Convergence of this Laplace transformation

[lukka98]

I have a f(t) that is, e^(-t) *sin(t), now I calculate the Laplace transformation, that is:
X(s) = 1 / ( 1 + ( 1 + s)^2 ) (excuse me but Latex seems not run ).
Now I imagine the plane with Re(s), Im(s) and the magnitude of X(s).

If i take Re(s) = -1 and Im(s) = 0, I believe I have X(s) = 1 ( s = -1, so from the formula X(s) = 1) and this seem correctly according to a graph that I see online.

But if I put Re(s) = -1 and Im(s) = 0 in the integral, and I calculate it directly, I should get the same result...(?) but In that case is only the integral of sin(t) from 0 to infty that is not 1 absolutely.

What is wrong?

thanks

 

[pasmith]

The integral \int_0^\infty \sin t\,e^{-(1+s)t}\,dt converges only when \operatorname{Re}(1 + s) > 0. s = -1 is not in this region.

You can, of course, analytically continue the result you get in \operatorname{Re}(1 + s) > 0 into the rest of the s-plane (except the poles at s = -1 \pm i).

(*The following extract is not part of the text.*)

PR #1226, opened 2015-01-03
append .compact to reddit.com links in mobile version

Mtillmann:
Adds .compact to all reddit.com links in mobile version to avoid visiting the desktop site when browsing meta subreddits and following links to other threads etc


bsimpson63:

LaTeX is enabled; but it often doesn't render when you make your first post in a forum.

 

[lukka98]

The integral \int_0^\infty \sin t\,e^{-(1+s)t}\,dt converges only when \operatorname{Re}(1 + s) > 0. s = -1 is not in this region.

You can, of course, analytically continue the result you get in \operatorname{Re}(1 + s) > 0 into the rest of the s-plane (except the poles at s = -1 \pm i).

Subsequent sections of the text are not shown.